• [RECORDS PROVIDED]
Issue #197, opened 2024-10-14
Replace staking module's endblocker with a function that return mature unbonded entries


edisonz0718:
## Description and context
Currently, the staking module's endblocker doesn't return the mature unbonded entries that are unbonded during the call. It makes our processing of mature unbonded in the evmstaking module messy. It also causes our most recent outage on Iliad testnet, where the actually unbondings are different from the unbondings that we think will happen. We need a solution to return accurate mature unbonding.

## Suggested solution
Add a new function in staking keeper that does all the staking endblocker does and at the same time return the mature unbonding entries that actually get unbonded.

## Definition of done
The change is deployed and tested

PR #209, opened 2024-10-16
feat(evmstaking): replace staking keeper endblocker

0xHansLee:
With [this implementation](https://github.com/piplabs/cosmos-sdk/pull/4), I replaced the EndBlocker of staking keeper. 
It now returns the array of completed unbonding, so we can use them for processing withdrawal.

issue: #197

### DIFF
--- a/client/x/evmstaking/keeper/abci.go
+++ b/client/x/evmstaking/keeper/abci.go
@@ -4,8 +4,6 @@ import (
 	"context"
 	"time"
 
-	"cosmossdk.io/math"
-
 	abci "github.com/cometbft/cometbft/abci/types"
 	"github.com/cosmos/cosmos-sdk/telemetry"
 	sdk "github.com/cosmos/cosmos-sdk/types"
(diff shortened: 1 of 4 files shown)


jdubpark (approved):

client/x/evmstaking/keeper/abci.go
```diff
@@ -29,96 +21,28 @@ func (k *Keeper) EndBlock(ctx context.Context) (abci.ValidatorUpdates, error) {
...
-		// the total spendable amount.
-		if entry.amount.GT(spendableAmount) {
-			entry.amount = spendableAmount
-			log.Warn(ctx, "Spendable amount is less than the requested undelegation amount",
-				errors.New("spendable amount is less than the requested undelegation amount"),
-				"delegator", entry.delegatorAddress,
-				"validator", entry.validatorAddress,
-				"requested_amount", entry.amount.String(),
-				"spendable_amount", spendableAmount.String())
-		}
```
jdubpark, line 113: Should we add tests to ensure this invariance is not broken? cc @limengformal 

We should also add the crisis module for invariance checks, cc @edisonz0718.

edisonz0718 (approved):
lgtm

client/x/evmstaking/keeper/abci.go
0xHansLee: Will add a test to cover that this invariance is not broken in the following PR.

• [YOUR ASSIGNMENT]
Would you filter the entries above and keep each line that has the word "context"?

• [RESULT BELOW]
## Description and context
 	"context"
@@ -29,96 +21,28 @@ func (k *Keeper) EndBlock(ctx context.Context) (abci.ValidatorUpdates, error) {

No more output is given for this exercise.